We will really look at traditional cuisine and really respect the importance of a classic recipe and create our own and refine it and make it a little bit more interesting. It was also an opportunity to include our team in the kitchen, because we always had a chef that was from Vietnam and had his grandmother cooking for him, or a chef from Korea, or Japan, or Mexico, you name it. Every time we had a cook from somewhere else, that could be a good inspiration.

Daniel Boulud's last meal

If you could choose your final meal to eat on Earth, what would it be?

It should be at DANIEL and it should be like when I celebrated my 50th birthday. I had a friend that offered to bring the wine and I said, "Okay, I will bring the food." We had maybe 24 friends between the food and wine world, and I had 16 chefs that used to work for me, and they each made an amazing dish for the celebration. For my last meal, I would like to do an encore of this.

My hope is to do it again when I turn 100 years old, because this one was for my 50, which I felt was really my mid-life celebration. For my full life celebration at 100, it'd be good to bring the talent I had the opportunity to nurture, to mentor, to train, and to grow with and to have them cook for me and my friends as a gift to life and to friendship and to what we've done together.

Boulud's friendship with Jacques Pépin

One person you're dear friends with is Jacques Pépin. Has he ever given you any advice that you've taken to heart?

I have some great memories of Jacques Pépin. What's interesting is that I've always been fascinated by Jacques, because he came before me and he's my encyclopedia of French fine dining in New York, because he was working at Le Pavillon when it was the old Le Pavillon. When I opened the new Le Pavillon, during staff orientation, I invited Jacques to come as a speaker. The owner of Le Pavillon at the time was not a nice person, and I don't think Jacques kept a good fond memory of that guy. He didn't like it.

There was a lot of rivalry between the maitre d's and Jacques at the time, a little bit rivalry or opposition. I've known [Jacques] for 40 years and it never ceases to please me the way he thinks about French cuisine, the way he communicates about French cuisine.

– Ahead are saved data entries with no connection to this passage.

PR #229, opened 2018-08-07
ratbagd: enums are sent as signed int

phomes:
ratbagd was updated to send enums as signed int values in
libratbag/libratbag/pull/504
This updates Piper to do the same


Hjdskes:
Just making sure: these changes should also be synced to libratbag again.

phomes:
> Just making sure: these changes should also be synced to libratbag again.

I updated the patch for libratbag to also have these updates for ratbagctl. Thanks

whot:
I think with libratbag commit  447931d7791abdfd and 447931d7791abdfd we can now close this.

PR #230, opened 2018-08-07
Use profile name from libratbag

phomes:
libratbag stores a name for each profile since
libratbag/libratbag/pull/275

Let's use the supplied name instead of using index numbers


whot:
test case failure is a flake8 check

```./piper/profilerow.py:17:1: F401 'gettext.gettext as _' imported but unused```

Can you update your branch to make that go away and merge it? Thanks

He never ceases to impress me by inspiring so many generations and inspiring kids today. At his age in his late 80s, to be able to inspire kids of French cuisine — the biggest lesson with Jacques is that he has known how to make it simple, make it easy, make it friendly, and make it delicious.

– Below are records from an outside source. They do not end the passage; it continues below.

Issue #5, opened 2017-05-15
Create a Flatpak including libratbag and ratbagd


Hjdskes:
Hello,

@whot asked me to look into creating a Flatpak of Piper which includes libratbag and ratbagd. This issue is meant to track required items. I will edit this post to add items as I go; other findings will be added as comments.

RUNTIME: we will require GNOME's runtime as we require GLib and GTK+ for Piper. Versions generally don't matter, but we need to see what version of GTK+ we want to use. Newer versions have fancier widgets, but this might limit availability in distributions like Debian when Piper is installed without Flatpak.

TODO:
- [ ] Make ~~libratbag, ratbagd and~~ Piper build systems compliant with the [Build API](https://github.com/cgwalters/build-api/) as required for `flatpak-builder`
  - [x] libratbag
  - [x] ratbagd
  - [ ] Piper
- [ ] AppData file for Piper (optional)
- [ ] All files exported from the Flatpak need to have the application ID as their prefix. We can either rename the relevant source files or use `flatpak-builder` to rename the files at build time. My preference would be the former to keep it simple.
  - [ ] Desktop file
  - [ ] Application icon
  - [ ] `ratbagd.service.in` (not sure how this works with an `org.freedesktop.ratbagd` ID in the Flatpak for Piper with `org.freedesktop.Piper` yet)

Hjdskes:
Just found out that [Meson is supported natively by `flatpak-builder`](https://github.com/flatpak/flatpak/pull/420) so we don't need to touch libratbag and ratbagd's build systems.

whot:
but we don't need to *build* anything for a pure python application, don't we? We just need to *run* it, and that should be possible without any extra work, it can be treated like the hello world example application: http://flatpak.org/hello-world.html

I think so, anyway :)

Hjdskes:
Right, I thought it'd be best to stick to executing `setup.py` in the Flatpak but simply copying files over should work too. I've begun building with the former, though, as it seems this can then be automated with `flatpak-builder` whereas the hello-world example seems to imply it's manual work.

I've run into another, nastier issue, though:
```
Meson encountered an error in file meson.build, line 44, column 0:
Native dependency 'libudev' not found
```

[...]

PR #235, opened 2018-08-22
Flatpak support

### LINKED ISSUE #202: Reinvestigate a Piper Flatpak
As mentioned in #199, it may now be possible (although perhaps too early still) to Flatpak Piper. See #5 for the previous discussion.

whot:
Fixes #202, #236 

Edit: still missing
- [x] desktop icon
- [x] appdata
- [x] `.desktop` file

### DIFF
--- a/org.freedesktop.Piper.json
+++ b/org.freedesktop.Piper.json
@@ -1,0 +1,63 @@
+{
+    "app-id": "org.freedesktop.Piper",
+    "runtime": "org.gnome.Platform",
+    "runtime-version": "3.28",
+    "sdk": "org.gnome.Sdk",
+    "command": "piper",
+      "finish-args": [
+        "--share=ipc",
+        "--socket=x11",
+        "--socket=wayland",
+        "--filesystem=xdg-run/dconf",
+        "--filesystem=~/.config/dconf:ro",
+        "--talk-name=ca.desrt.dconf",
+        "--env=DCONF_USER_CONFIG_DIR=.config/dconf",
+        "--system-talk-name=org.freedesktop.ratbag1"
+      ],
+    "modules": [
+        {
+            "name": "python-evdev",
+            "buildsystem": "simple",
+            "build-commands": [
+                "pip3 install --prefix=/app --no-deps ."
+            ],
+            "sources": [
+                {
+                    "type": "archive",
+                    "url": "https://files.pythonhosted.org/packages/da/c9/8f88a77b6f934d60e3ff0e210ed7a15f47a2e9c05e4c8fea67d99d670ab1/evdev-1.0.0.tar.gz",
+                    "sha256": "be0288ef1125bf1c539bb8f3079ef4aa5fb813af28f0c5294a4e744ee554398a"
+                }
+            ]
+        },
+        {
+            "name": "python-lxml",
+            "buildsystem": "simple",
+            "build-commands": [
+                "pip3 install --prefix=/app --no-deps ."
+            ],
+            "build-options": {
+                "env": {
+                    "XSLT_CONFIG": "pkg-config libxslt"
+                }
+            },
+            "sources": [
+                {
+                    "type": "archive",
+                    "url": "https://files.pythonhosted.org/packages/ca/63/139b710671c1655aed3b20c1e6776118c62e9f9311152f4c6031e12a0554/lxml-4.2.4.tar.gz",
+                    "sha256": "e2afbe403090f5893e254958d02875e0732975e73c4c0cdd33c1f009a61963ca"
+                }
+            ]
+        },
+        {
+            "name": "Piper",
+            "buildsystem": "meson",
+            "config-opts": [ "-Dignore-ratbagd-dependency=true" ],
+            "sources": [
+                {
+                    "type": "git",
+                    "url": "https://github.com/libratbag/piper"
+                }
+            ]
+        }
+    ]
+}
--- a/data/meson.build
+++ b/data/meson.build
@@ -2,10 +2,12 @@ gnome = import('gnome')
 
 desktopdir = join_paths(datadir, 'applications')
 icondir = join_paths(datadir, 'icons', 'hicolor', 'scalable', 'apps')
+metainfodir = join_paths(datadir, 'metainfo')
 
 conf = configuration_data()
 conf.set('version', meson.project_version())
 conf.set('url', 'https://github.com/libratbag/piper')
+conf.set('version_date', version_date)
 
 about_dialog = configure_file(input: 'ui/AboutDialog.ui.in',
 			      output: 'AboutDialog.ui',
@@ -20,3 +22,8 @@ gnome.compile_resources('piper', 'piper.gresource.xml',
 
 install_data('org.freedesktop.Piper.desktop', install_dir: desktopdir)
 install_data('org.freedesktop.Piper.svg', install_dir: icondir)
+
+appdata = configure_file(input: 'org.freedesktop.Piper.appdata.xml.in',
+                         output: 'org.freedesktop.Piper.appdata.xml',
+                         configuration: conf,
+                         install_dir: metainfodir)
--- a/data/org.freedesktop.Piper.appdata.xml.in
+++ b/data/org.freedesktop.Piper.appdata.xml.in
@@ -1,0 +1,60 @@
+<?xml version="1.0" encoding="UTF-8"?>
+<component type="desktop-application">
+  <id>org.freedesktop.Piper</id>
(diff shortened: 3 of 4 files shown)


mati865:
It doesn't ship `ratbagd`, is there runtime notification if it has to be installed?

org.freedesktop.Piper.json
```diff
@@ -0,0 +1,60 @@
...
+    "app-id": "org.freedesktop.Piper",
+    "runtime": "org.gnome.Platform",
+    "runtime-version": "3.28",
+    "sdk": "org.gnome.Sdk",
+    "command": "piper",
+      "finish-args": [
+        "--share=ipc",
+        "--socket=x11",
+        "--socket=wayland",
+        "--system-talk-name=org.freedesktop.ratbag1"
```
Hjdskes: Is the idea now to have ratbagd running in the system and allow the sandboxed Piper to communicate with it over DBus through `"--system-talk-name=org.freedesktop.ratbag1"`? This doesn't seem to be working for me at the moment.

Otherwise, with libratbag still requiring udev, aren't we in the same boat we were in in https://github.com/libratbag/piper/issues/5?

Hjdskes: Is the idea now to have ratbagd running in the system and allow the sandboxed Piper to communicate with it over DBus through `"--system-talk-name=org.freedesktop.ratbag1"`? This doesn't seem to be working for me at the moment.

Otherwise, with libratbag still requiring udev, aren't we in the same boat we were in in https://github.com/libratbag/piper/issues/5?

Hjdskes:
For other testers, change the following to build the flatpak:

```diff
-                    "url": "https://github.com/libratbag/piper"
+                    "url": "https://github.com/whot/piper",
+                    "branch": "wip/flatpak"
```

whot:
> It doesn't ship ratbagd, is there runtime notification if it has to be installed?

piper has always displayed a "could not connect to ratbagd" message anyway, the meson.build addition was to avoid this happening to almost everyone who builds piper. This is a bit different with flatpak - we'd rely on the system daemon to be present but at least we can provide an up-to-date piper without relying on ppl to build piper from scratch.

> I only get an accessibility warning:

That one and I get ``Gtk-Message: 08:08:54.393: Failed to load module "pk-gtk-module"`` too. I'll look into both, but wanted to get the initial support out yesterday before going to bed.

org.freedesktop.Piper.json
Hjdskes: I think D-Feet showed the regular dbus name, but I'll look into this tomorrow.

whot:
So, turns out that the icon and the `.desktop` file seems to work just fine once the flatpak is installed and run from the installed version. Only when run with `flatpak-builder` does it get an empty icon.

whot:
Moved the appstream data requirement to #236 since it's not really part of the flatpak support itself, we can do this independently.

julianrichen:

Jacques is the quintessential chef. I love to watch him in his little cooking classes he does, because he is a chef that was born with a certain generation. I've learned those practical techniques that are still relevant today but many people don't know. Today, people are learning in a different way, and we are teaching a different way of doing things. Jacques is so pragmatic, he's so knowledgeable, and Jacques knows how to take the fuss out of things and make it homey, friendly, delicious, and easy.

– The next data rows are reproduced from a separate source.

PR #246, opened 2018-08-30
Fetch SVGs as fds, not as paths.

whot:
Required for #235, otherwise we can't open the files. Requires https://github.com/libratbag/libratbag/pull/523 to be pulled in first.

The flatpak branch in #235 needs to be rebased on top of this one once merged, then it should all just magically work.

### DIFF
--- a/piper/mousemap.py
+++ b/piper/mousemap.py
@@ -16,14 +16,13 @@
 
 import cairo
 import gi
-import os
 import sys
 from lxml import etree
 
 gi.require_version("Gdk", "3.0")
 gi.require_version("Gtk", "3.0")
 gi.require_version("Rsvg", "2.0")
-from gi.repository import Gdk, GLib, Gtk, GObject, Rsvg
+from gi.repository import Gdk, GLib, Gtk, GObject, Rsvg, Gio
 
 """This module contains the MouseMap widget (and its helper class
 _MouseMapChild), which is central to the button and LED configuration stack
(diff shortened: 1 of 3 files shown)


piper/mousemap.py
```diff
@@ -119,8 +119,13 @@ def __init__(self, layer, ratbagd_device, spacing=10, *args, **kwargs):
...
         self._highlight_element = None
 
-        self._handle = Rsvg.Handle.new_from_file(svg_path)
-        self._svg_data = etree.parse(svg_path)
+        uis = Gio.UnixInputStream.new(fd.fileno(), False)
+        self._handle = Rsvg.Handle.new_from_stream_sync(uis, None,
+                                                        Rsvg.HandleFlags.FLAGS_NONE,
+                                                        None)
+        # Same fd, so let's reset it before we parse it
+        fd.seek(0)
```
Hjdskes: Should we perhaps reset it after reading it in the `DeviceRow`, and again here? I don't know how costly this is, but it is more "future proof" to just reset it every time we read it.

piper/ratbagd.py
```diff
@@ -376,7 +405,8 @@ def get_svg(self, theme):
 
         @param theme The theme from which to retrieve the SVG, as str
         """
-        return self._dbus_call("GetSvg", "s", theme)
+        fd = self._dbus_call_return_one_fd("GetSvg", "s", theme)
```
Hjdskes: For Piper at least, we could also do all the reading here and return a RSVG handle here. That would move all the reading to a single place, where we can reset the fd and remove the duplication now present in the device row and the mouse map. This is my preferred solution.

How would this work for the bindings for ratbagctl?

whot: well, we don't know in the bindings what the SVG is being used for. Even in piper we use it as both SVG and XML file (hence the need to `seek(0)`).  I have this fixed as simply calling the DBus API twice now, this way it resembles the original code (where we opened the file twice too)

whot: Oh, and: to avoid the duplication we'd need some util function in some module, etc. All ends up being more complicated than two lines of duplicated code, so I don't think it's worth it

Hjdskes: Right, I forgot about the XML use case.

whot:
urgh, copy/paste error, forgot the `fileno()` in the devicerow. Fixed now

whot:
557a1a8 is just a rebase on top of current piper master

The competition technique for a perfect omelet

I saw a video of you cooking an omelet where you cooked the shell of the omelet and the scrambled eggs inside separately. Did you come up with that?

No. This technique, sometimes it's applied in competition. The MOF does chef competitions, and everybody is doing the same dish. It's not like "Iron Chef," [where they would tell you] "Here is the octopus. Now do whatever you want with it." Everybody has very strict guidelines on how to cook an egg, and they have to do it to perfection. Sometimes chefs use this technique that will combine the basic technique of an omelet and then the basic technique of scrambled eggs and put the two together. It's called an omelette fourrée, and "fourrée" means "stuffed." Stuffed omelette. It is not practiced in restaurants or anything like that, and it requires a little bit of a technician to be able to do it right.

Because you have to do the two things at once, right? But I imagine that both components of the omelet are then perfect.

That's true.

You can dine at DANIEL at its location on 60 E. 65th St. in Manhattan Tuesday-Sunday from 5 p.m. to 10 p.m.

This interview has been edited for clarity.